Elton Ngwatala

Personal information
- Date of birth: 23 May 1993 (age 31)
- Place of birth: Corbeil-Essonnes, France
- Height: 1.77 m (5 ft 10 in)
- Position(s): Winger

Senior career*
- Years: Team / Apps / (Gls)
- 2012–2013: Beauvais II / 12 / (0)
- 2013–2014: Beauvais / 24 / (3)
- 2014–2015: Chambly / 22 / (1)
- 2015–2018: Kidderminster Harriers / 88 / (15)
- 2018–2019: Dundee / 9 / (1)
- 2019: AFC Fylde / 3 / (0)
- 2019–2020: Chester / 8 / (0)
- 2022–2023: AC Cambrai

= Elton Ngwatala =

French footballer (born 1993)

Elton Ngwatala (born 23 May 1993) is a French professional footballer who plays as a winger.

==Career==
Born in Corbeil-Essonnes, Ngwatala spent his early career with Beauvais II, Beauvais, Chambly and Kidderminster Harriers. In May 2017 he attended the V9 Academy.

In May 2018 it was announced that he would join Scottish club Dundee for the 2018–19 season. He made his debut for the club on 14 July 2018, in the Scottish League Cup. Ngwatala was released by the club in January 2019.

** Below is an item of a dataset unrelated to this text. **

PR #3007, opened 2023-02-15
Drone: build each Docker container in different stages

rfratto:
This should help speed up CI/CD time as the images are built and pushed in parallel.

Ngwatala signed for AFC Fylde on 24 August 2019, on a non-contract basis. He moved to Chester on 29 November 2019.

In September 2022, Ngwatala returned from a nearly 3-year hiatus from competitive football after signing with sixth-tier French club AC Cambrai.

== Early life ==
He is the son of Louison Ngwatala, a former footballer for AS Vita Club.